I love everything about my daughter. I love the way she annoys me. The way she laughs, the way she cries. The way she looks at things so curiously, and asks questions about everything. I love her because she is mine, and there will never be anything that would make me feel differently.
With loving THAT hard, you wouldn’t think I have more room to love other children, but my heart will always have enough love for my other two.
They aren’t mine. They aren’t my husbands. But my heart doesn’t care. My heart sees these two beautiful girls, and the love aches for them as well. It worries just the same, it holds them just the same.
It still thinks about how their day is going, how their heart feels, the thoughts racing through their mind. It worries about them growing up, getting their heart broken, getting their feelings hurt, facing challenges through life.
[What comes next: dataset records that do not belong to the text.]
Issue #903, opened 2023-11-16
Add check if file is already selected


programmermager:
### Describe the bug

I noticed that in LocalSend, it is still possible to send the identical files multiple times. So, when I select a file, let's say file_a.jpg, and then select it again, the file is added to the queue again, resulting in the transmission of two files.

Is this the expected behavior of the LocalSend feature, or is it a bug @Tienisto ?

### To reproduce

1. Go to tab `Send`
2. Click on File or Media
3. Select a file or image or video
4. And then add the same file with pick previously

### Expected behavior

I feel that there should be validation within a session to prevent the reselection of files that have already been chosen, unless the sending session has changed.

### Screenshots

![Screenshot_20231116-162334](https://github.com/localsend/localsend/assets/7869219/46240f3e-80a4-4094-89e2-f14eeb2caffd)
![Screenshot_20231116-162341](https://github.com/localsend/localsend/assets/7869219/f7e6cbe0-99fb-4907-b4b4-fce2bc35b92f)

### Desktop (please complete the following information)

- OS : MacOs
- Version : MacOs Ventura 13.2.1

### Smartphone (please complete the following information)

- Device : Samsung A50s
- OS : Android
- Version  : Android 11

### Additional context

I tried in MacOs and Android. But i think this is will happens to all platform

Tienisto:
You are right, there is currently no check if the same file is selected again

programmermager:
> You are right, there is currently no check if the same file is selected again

But should that require validation? If yes, maybe I can help with that.

Tienisto:
Yes, a validation would be great

programmermager:
> Yes, a validation would be great

ok, i will try on it. do you think for text and copy paste should be add the duplicate validation too?

programmermager:
i already create the [PR](https://github.com/localsend/localsend/pull/904) for this enhancement, hope it will be merge. thx
@Tienisto

PR #904, opened 2023-11-16
add duplicate files validation when pick image or files or directory

programmermager:
linked to #903 

I try to add validation for already selected files from menu options file, media or folder.

# Before 
### MacOs
https://github.com/localsend/localsend/assets/7869219/843a0615-a9de-4d90-9c89-6ebc39572872

### Android
https://github.com/localsend/localsend/assets/7869219/7ef7ccd1-b6e3-4ec7-8794-b790eb104439

# After 
### MacOs
https://github.com/localsend/localsend/assets/7869219/1c17290e-a86c-44a0-bcf3-1c81348727fd

### Android
https://github.com/localsend/localsend/assets/7869219/ec4923ee-7900-4834-a5f4-0e9bf3687755

### DIFF
--- a/app/lib/provider/selection/selected_sending_files_provider.dart
+++ b/app/lib/provider/selection/selected_sending_files_provider.dart
@@ -2,12 +2,11 @@ import 'dart:convert' show utf8;
 import 'dart:io';
 import 'dart:typed_data';
 
-import 'package:flutter/material.dart';
-import 'package:image_picker/image_picker.dart';
 import 'package:localsend_app/model/cross_file.dart';
 import 'package:localsend_app/model/file_type.dart';
 import 'package:localsend_app/util/file_path_helper.dart';
 import 'package:localsend_app/util/native/cache_helper.dart';
+import 'package:localsend_app/util/native/cross_file_converters.dart';
 import 'package:logging/logging.dart';
 import 'package:path/path.dart' as p;
 import 'package:refena_flutter/refena_flutter.dart';
@@ -124,7 +123,7 @@ class AddFilesAction<T> extends AsyncReduxAction<SelectedSendingFilesNotifier, L
       //  https://github.com/fluttercandies/flutter_photo_manager/issues/589
 
       final crossFile = await converter(file);
-      final isAlreadySelect = state.any((element) => p.basename(element.path ?? '') == p.basename(crossFile.path ?? ''));
+      final isAlreadySelect = state.any((element) => element.isSameFile(otherFile: crossFile));
       if (!isAlreadySelect) {
         newFiles.add(crossFile);
       }
@@ -161,7 +160,7 @@ class AddDirectoryAction extends AsyncReduxAction<SelectedSendingFilesNotifier, 
           bytes: null,
         );
 
-        final isAlreadySelect = state.any((element) => p.basename(element.path ?? '') == p.basename(file.path ?? ''));
+        final isAlreadySelect = state.any((element) => element.isSameFile(otherFile: file));
         if (!isAlreadySelect) {
           newFiles.add(file);
         }
--- a/app/lib/provider/selection/selected_sending_files_provider.dart
+++ b/app/lib/provider/selection/selected_sending_files_provider.dart
@@ -2,6 +2,8 @@ import 'dart:convert' show utf8;
 import 'dart:io';
 import 'dart:typed_data';
 
+import 'package:flutter/material.dart';
+import 'package:image_picker/image_picker.dart';
 import 'package:localsend_app/model/cross_file.dart';
 import 'package:localsend_app/model/file_type.dart';
 import 'package:localsend_app/util/file_path_helper.dart';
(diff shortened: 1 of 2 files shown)


Tienisto:
Thank you. I think we need to check the absolute path and not the base path since users can add a directory (with its sub directories). There might be the case that you have 2 files of the same name but in different directories

programmermager:
> Thank you. I think we need to check the absolute path and not the base path since users can add a directory (with its sub directories). There might be the case where you have 2 files with the same name but in different directories

i see, the reason why i use the basename because the path from gallery and file is different although the file is same but it returns different path.

let me think the more effective way

programmermager:
@Tienisto I believe it's not possible to compare using an absolute path when the files come from the file picker and media picker. They are entirely different even if the files are the same. Below, I have attached the paths provided by the file picker and media picker.

pathimage

The green line represents the absolute path from the file picker, while the yellow one is from the media/gallery. It's the same file; the only thing that hasn't changed is the file name.

I would like to suggest continuing to use the basename for validation, but with additional comparison based on file size. Perhaps comparing only the file names could lead to errors, but if we compare based on both the file name and size parameters, I believe it would have high accuracy, unless there is one duplicated file.

WDYT?

WubTheGame:
> @Tienisto I believe it's not possible to compare using an absolute path when the files come from the file picker and media picker. They are entirely different even if the files are the same. Below, I have attached the paths provided by the file picker and media picker.
> 
> pathimage
> The green line represents the absolute path from the file picker, while the yellow one is from the media/gallery. It's the same file; the only thing that hasn't changed is the file name.
> 
> I would like to suggest continuing to use the basename for validation, but with additional comparison based on file size. Perhaps comparing only the file names could lead to errors, but if we compare based on both the file name and size parameters, I believe it would have high accuracy, unless there is one duplicated file.
> 
> WDYT?

Wouldn't comparing based on file hash be better? Perhaps a niche scenario, but you can (accidentally or not) name two unrelated files the same thing and if they manage to be the same size, that'd not be good. Though I guess it could also depend on how precise in terms of bytes the filesize check is (I don't know how those would work). Point is, I think there'd be a more effective way than a filesize check. In fact, a hash check would cover everything else about the file too. If checking for an absolute duplicate, I think you'd want a hash check.

Also wondering, why does Localsend copy files into a temporary directory of its own before sending them? What's the point of that? Why not just collect paths and grab from them at the moment of transfer? I can see that being a problem if you're low on storage.

Not a developer, so please pardon any misunderstandings.

programmermager:
> > @Tienisto I believe it's not possible to compare using an absolute path when the files come from the file picker and media picker. They are entirely different even if the files are the same. Below, I have attached the paths provided by the file picker and media picker.
> > pathimage
> > The green line represents the absolute path from the file picker, while the yellow one is from the media/gallery. It's the same file; the only thing that hasn't changed is the file name.
> > I would like to suggest continuing to use the basename for validation, but with additional comparison based on file size. Perhaps comparing only the file names could lead to errors, but if we compare based on both the file name and size parameters, I believe it would have high accuracy, unless there is one duplicated file.
> > WDYT?
> 
> Wouldn't comparing based on file hash be better? It'd would cover everything else about the file too. If checking for an absolute duplicate, I think that'd be the way to go.
> 
> Also wondering, why does Localsend copy files into a temporary directory of its own before sending them? What's the point of that? Why not just collect paths and grab from them at the moment of transfer? I can see that being a problem if you're low on storage.
> 
> Not a developer, so please pardon any misunderstandings.

I think it's a default in the file picker library used

Tienisto:
I think we should only exclude the same absolute file (when selected from the file picker) for now - which is still an improvement over the current version.

Only comparing the file size would cause false positives in rare cases which essentially a bug.

Calculating the hash would significantly increase the time during file selection (which is already quite slow sometimes).

programmermager:
btw the latest i tried to comparing the basename and file size, not only the size.

Are you saying it's acceptable for the same file to be included in the list of files to be sent when selected from the files and media menu?

Tienisto:
Yeah, comparing file name and file size just feels not right.

Ideally, file name and hash would be better but it's too slow.

To me, only applying the validation to "File" is enough if we use absolute paths.

That's just my opinion. I am open for other opinions.

programmermager:
I tried to perform a comparison using bytes. The problem wasn't particularly noticeable for image files. However, when selecting large files, such as videos and in large quantities, it takes too much time. So that options i believe we both doesnt agree to use that.

So, if you believe that a comparison based on name and size is not effective, it seems like the best option at the moment is an absolute path comparison. The drawback is that if the same file is retrieved using different methods, for example, via files and media, it will still be accepted and added to the list of files sent.

i will push new commit for comparation using absolute path

Tienisto (approved):

Tienisto:
Thank you. This should be fine for now.

programmermager:
My Pleasure, Hopefully I can contribute more here. 

I have some ideas that might be implemented in LocalSend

It wants to protect them against all the shitty things this world has to offer. It loves them the same.
My heart wonders if they have ate enough, if they love themselves, how they see the world. It brags about them, it’s proud of them. It feels blessed just the same.
As a mother, those little humans that pop out of you are special, but the ones who didn’t can take you by surprise. They wrap themselves around your heart so tight, it doesn’t matter whether you gave birth to them or not. They are yours.
It could be considered a curse to love that hard, to have a heart that open. But I will always be grateful. Life is crazy, shit gets weird. Not everything is gonna be normal, and your family isn’t always going to be average.
For every family, the relationship is different. Step child, adopted, niece, nephew, cousin, foster child. But none of those labels matter to your heart.